*** Begin section ***

PR #1348, opened 2023-03-15
feat: add sentry data tags to get clearer picture

AntBush:
Implements nothing in particular, just thought it would be useful after looking at the sentry log info. Can help shed light as to whether this is a problem with our appilcation's resources (is our app hanging waiting to communicate with AWS or is it just taking a long time to setup the connection because the app in general runs slowly)

I'd love to add some log info of the pod load at the same time, but I'm not sure how to get that data in our app


marcellmueller (approved):
🚢

PR #1350, opened 2023-03-15
feat: remove all history items before received and reverse history order

marcellmueller:
Implements # \<issue number\>


VB-at-Bis (approved):
Looks clean

Issue #1352, opened 2023-03-15
Fix Export attachments AWS configuration


VB-at-Bis:
Existing implementation of AWS lambda and terraform scripts did not work properly due to the AWS rules regarding lambda notifications attached to S3 buckets - two lambdas cannot be subscribed to same event, and we have both "virus scanner" and "export attachment" lambdas using same bucket.
Code need to be updated to use different buckets to avoid the conflicts.

PR #1353, opened 2023-03-15
feat: changed bucket for list of attachments

VB-at-Bis:
Implements #1352

- updated Terraform scripts to attach lambda to different bucket;
- updated backend code to save list of attachments to different bucket;


marcellmueller (approved):
Looks good

PR #1428, opened 2023-04-05
fix(test): use mocks for creating rfi

AntBush:
Implements fix for spurrious diffs on happo screenshots for the applicant RFI page


marcellmueller (approved):
Nice!!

*** End section ***

**What to work on:** Please go through the data and copy each line containing the word "buckets".

**Result of this task:**
Existing implementation of AWS lambda and terraform scripts did not work properly due to the AWS rules regarding lambda notifications attached to S3 buckets - two lambdas cannot be subscribed to same event, and we have both "virus scanner" and "export attachment" lambdas using same bucket.
Code need to be updated to use different buckets to avoid the conflicts.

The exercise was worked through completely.